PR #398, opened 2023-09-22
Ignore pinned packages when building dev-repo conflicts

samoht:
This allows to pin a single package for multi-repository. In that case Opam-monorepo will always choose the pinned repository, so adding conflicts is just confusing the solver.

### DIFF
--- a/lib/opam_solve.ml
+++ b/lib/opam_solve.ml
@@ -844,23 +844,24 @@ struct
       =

......

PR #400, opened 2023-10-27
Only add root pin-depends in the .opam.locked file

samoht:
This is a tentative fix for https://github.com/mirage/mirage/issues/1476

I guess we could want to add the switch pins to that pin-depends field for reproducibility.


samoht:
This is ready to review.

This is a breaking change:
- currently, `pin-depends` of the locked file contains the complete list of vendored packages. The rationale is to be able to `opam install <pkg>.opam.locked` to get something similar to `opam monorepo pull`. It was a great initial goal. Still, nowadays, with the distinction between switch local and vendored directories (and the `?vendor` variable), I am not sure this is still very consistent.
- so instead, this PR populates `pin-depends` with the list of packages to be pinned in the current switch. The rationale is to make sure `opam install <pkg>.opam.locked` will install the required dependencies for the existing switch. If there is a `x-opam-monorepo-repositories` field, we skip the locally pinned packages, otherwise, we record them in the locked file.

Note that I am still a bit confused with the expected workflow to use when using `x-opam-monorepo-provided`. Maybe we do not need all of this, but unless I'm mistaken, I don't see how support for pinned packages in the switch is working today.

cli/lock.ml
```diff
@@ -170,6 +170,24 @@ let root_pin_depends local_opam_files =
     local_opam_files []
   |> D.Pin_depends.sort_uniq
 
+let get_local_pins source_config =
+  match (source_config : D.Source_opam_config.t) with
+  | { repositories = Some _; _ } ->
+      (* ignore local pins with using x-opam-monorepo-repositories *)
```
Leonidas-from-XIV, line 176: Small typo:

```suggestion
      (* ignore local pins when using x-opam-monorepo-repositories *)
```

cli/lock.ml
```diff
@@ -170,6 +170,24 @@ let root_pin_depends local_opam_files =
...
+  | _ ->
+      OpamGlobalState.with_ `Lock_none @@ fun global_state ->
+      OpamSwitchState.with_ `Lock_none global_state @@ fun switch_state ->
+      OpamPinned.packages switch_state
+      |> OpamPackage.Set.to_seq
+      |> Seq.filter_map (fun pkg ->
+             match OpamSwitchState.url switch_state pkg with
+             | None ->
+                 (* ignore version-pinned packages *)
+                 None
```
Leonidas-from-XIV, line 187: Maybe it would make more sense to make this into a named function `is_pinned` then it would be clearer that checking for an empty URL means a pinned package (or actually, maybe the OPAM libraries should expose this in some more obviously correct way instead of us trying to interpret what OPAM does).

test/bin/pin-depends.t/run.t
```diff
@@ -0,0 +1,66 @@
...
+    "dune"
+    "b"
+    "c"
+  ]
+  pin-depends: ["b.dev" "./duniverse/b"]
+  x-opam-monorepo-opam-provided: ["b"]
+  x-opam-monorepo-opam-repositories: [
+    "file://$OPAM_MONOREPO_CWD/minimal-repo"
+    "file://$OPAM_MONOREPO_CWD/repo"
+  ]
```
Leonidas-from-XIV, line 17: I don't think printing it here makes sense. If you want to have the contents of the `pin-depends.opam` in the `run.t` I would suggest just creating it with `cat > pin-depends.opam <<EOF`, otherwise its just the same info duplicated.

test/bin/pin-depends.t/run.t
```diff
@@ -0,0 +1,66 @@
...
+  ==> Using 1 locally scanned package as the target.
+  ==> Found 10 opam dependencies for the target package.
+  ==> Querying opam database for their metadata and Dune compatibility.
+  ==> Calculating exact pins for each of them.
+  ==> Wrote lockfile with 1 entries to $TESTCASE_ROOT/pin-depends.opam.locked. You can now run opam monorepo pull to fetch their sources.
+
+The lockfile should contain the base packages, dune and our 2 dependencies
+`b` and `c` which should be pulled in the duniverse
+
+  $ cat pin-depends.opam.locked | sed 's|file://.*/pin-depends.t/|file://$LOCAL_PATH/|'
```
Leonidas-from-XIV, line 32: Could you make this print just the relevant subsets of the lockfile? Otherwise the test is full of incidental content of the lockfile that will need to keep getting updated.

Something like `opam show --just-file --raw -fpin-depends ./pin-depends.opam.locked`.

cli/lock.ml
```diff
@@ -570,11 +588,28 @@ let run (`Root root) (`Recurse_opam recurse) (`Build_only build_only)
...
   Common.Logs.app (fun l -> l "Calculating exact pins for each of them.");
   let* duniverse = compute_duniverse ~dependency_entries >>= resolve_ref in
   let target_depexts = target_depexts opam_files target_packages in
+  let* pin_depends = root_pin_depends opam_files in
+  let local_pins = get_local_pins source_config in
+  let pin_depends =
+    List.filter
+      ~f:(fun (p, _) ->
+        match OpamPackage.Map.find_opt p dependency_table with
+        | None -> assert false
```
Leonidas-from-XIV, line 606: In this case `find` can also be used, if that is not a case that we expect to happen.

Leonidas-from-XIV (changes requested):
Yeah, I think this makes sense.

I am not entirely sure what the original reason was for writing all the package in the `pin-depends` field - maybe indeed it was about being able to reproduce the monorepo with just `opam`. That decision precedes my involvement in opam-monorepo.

......

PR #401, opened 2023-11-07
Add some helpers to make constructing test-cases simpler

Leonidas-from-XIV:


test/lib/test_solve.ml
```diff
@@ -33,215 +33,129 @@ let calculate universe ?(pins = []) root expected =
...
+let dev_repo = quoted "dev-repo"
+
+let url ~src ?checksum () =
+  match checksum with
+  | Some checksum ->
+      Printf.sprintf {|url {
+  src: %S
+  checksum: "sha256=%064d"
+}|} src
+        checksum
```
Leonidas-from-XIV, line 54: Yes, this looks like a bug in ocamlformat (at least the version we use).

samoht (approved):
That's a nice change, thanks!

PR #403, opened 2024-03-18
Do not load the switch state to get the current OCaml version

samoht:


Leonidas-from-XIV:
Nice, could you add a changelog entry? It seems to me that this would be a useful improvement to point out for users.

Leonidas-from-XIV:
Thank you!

......

Brief: Across the records above, how many lines contain the word "want"? Give the number by itself.

Solution to the problem: 2